Gather from the material every line that contains the string "been".
(Beginning of Input records)
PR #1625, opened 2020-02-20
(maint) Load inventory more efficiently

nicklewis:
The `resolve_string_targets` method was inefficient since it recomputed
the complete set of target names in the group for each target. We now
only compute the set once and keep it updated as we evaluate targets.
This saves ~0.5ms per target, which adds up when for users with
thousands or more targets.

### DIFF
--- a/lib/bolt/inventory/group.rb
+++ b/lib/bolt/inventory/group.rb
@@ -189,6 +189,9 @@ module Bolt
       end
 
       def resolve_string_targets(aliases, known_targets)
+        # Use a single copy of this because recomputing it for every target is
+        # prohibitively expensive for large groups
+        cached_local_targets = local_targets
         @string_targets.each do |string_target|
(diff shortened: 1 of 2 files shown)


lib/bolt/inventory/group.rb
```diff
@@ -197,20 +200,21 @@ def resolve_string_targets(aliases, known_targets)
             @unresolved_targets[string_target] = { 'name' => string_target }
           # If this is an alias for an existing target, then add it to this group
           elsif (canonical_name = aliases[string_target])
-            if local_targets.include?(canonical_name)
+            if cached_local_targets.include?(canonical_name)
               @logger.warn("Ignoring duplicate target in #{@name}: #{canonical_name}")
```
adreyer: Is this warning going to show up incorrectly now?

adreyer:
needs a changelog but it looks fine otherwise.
(End of Input records)
(Beginning of Input records)
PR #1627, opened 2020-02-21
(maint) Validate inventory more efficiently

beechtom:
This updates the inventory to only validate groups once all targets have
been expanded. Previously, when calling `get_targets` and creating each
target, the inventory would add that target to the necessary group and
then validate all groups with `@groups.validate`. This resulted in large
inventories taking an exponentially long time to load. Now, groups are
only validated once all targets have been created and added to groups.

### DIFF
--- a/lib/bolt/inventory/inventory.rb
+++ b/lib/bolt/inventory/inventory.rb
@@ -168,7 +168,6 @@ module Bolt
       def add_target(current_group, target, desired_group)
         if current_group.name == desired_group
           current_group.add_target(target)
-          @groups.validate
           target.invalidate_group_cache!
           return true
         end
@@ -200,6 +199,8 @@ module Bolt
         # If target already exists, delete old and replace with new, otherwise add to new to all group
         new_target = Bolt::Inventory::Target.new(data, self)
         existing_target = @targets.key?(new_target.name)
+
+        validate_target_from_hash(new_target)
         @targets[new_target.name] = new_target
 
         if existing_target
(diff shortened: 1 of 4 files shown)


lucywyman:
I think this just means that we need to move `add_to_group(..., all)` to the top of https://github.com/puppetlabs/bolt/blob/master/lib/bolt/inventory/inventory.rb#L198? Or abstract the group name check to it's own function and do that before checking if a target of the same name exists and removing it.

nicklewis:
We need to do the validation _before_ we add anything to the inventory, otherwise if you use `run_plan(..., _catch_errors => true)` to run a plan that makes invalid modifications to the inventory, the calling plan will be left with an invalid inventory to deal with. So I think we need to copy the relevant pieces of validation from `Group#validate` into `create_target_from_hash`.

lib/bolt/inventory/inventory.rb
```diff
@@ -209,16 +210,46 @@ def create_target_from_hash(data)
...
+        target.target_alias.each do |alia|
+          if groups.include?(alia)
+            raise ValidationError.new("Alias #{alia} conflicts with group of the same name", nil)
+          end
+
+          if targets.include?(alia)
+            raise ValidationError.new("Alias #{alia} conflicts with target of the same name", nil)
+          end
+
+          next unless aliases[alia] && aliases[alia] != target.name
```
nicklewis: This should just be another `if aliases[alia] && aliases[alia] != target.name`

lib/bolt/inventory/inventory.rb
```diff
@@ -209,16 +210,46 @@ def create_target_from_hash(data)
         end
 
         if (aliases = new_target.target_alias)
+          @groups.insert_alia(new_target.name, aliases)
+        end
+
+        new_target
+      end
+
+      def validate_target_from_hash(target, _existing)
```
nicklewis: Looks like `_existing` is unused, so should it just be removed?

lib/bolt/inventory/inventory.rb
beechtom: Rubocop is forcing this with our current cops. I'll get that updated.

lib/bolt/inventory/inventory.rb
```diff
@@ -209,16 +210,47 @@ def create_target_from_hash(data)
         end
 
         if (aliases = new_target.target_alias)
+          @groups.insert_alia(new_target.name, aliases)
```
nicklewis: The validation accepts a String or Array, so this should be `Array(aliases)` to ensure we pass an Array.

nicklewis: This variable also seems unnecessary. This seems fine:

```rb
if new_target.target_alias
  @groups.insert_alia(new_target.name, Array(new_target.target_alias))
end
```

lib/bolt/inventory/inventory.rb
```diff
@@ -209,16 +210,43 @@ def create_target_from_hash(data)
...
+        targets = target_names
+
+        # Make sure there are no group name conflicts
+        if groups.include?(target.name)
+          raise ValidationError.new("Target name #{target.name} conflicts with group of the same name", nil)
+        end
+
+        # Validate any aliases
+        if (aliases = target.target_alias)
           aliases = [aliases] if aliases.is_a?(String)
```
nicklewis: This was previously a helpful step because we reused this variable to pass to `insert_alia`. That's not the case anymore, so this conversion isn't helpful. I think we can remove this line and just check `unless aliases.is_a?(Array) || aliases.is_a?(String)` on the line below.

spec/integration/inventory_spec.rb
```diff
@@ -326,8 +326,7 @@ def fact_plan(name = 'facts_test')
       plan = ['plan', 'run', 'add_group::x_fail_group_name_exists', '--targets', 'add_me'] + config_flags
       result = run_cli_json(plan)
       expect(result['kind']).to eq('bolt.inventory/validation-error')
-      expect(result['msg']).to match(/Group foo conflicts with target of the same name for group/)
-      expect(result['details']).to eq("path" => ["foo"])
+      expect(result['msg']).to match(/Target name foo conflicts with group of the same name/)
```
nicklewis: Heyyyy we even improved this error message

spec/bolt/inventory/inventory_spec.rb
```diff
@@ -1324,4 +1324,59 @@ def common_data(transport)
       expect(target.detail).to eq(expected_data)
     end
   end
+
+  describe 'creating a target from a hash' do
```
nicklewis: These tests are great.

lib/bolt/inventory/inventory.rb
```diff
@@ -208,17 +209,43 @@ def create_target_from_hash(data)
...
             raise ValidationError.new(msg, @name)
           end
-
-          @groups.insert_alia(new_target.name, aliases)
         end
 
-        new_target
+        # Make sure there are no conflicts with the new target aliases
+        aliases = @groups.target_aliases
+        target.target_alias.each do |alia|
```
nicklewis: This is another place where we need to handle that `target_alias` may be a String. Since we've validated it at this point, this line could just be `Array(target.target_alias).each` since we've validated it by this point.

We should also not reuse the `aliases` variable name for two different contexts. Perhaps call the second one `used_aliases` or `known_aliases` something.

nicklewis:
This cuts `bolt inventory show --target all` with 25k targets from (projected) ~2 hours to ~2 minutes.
(End of Input records)
Exercise result
been expanded. Previously, when calling `get_targets` and creating each
only validated once all targets have been created and added to groups.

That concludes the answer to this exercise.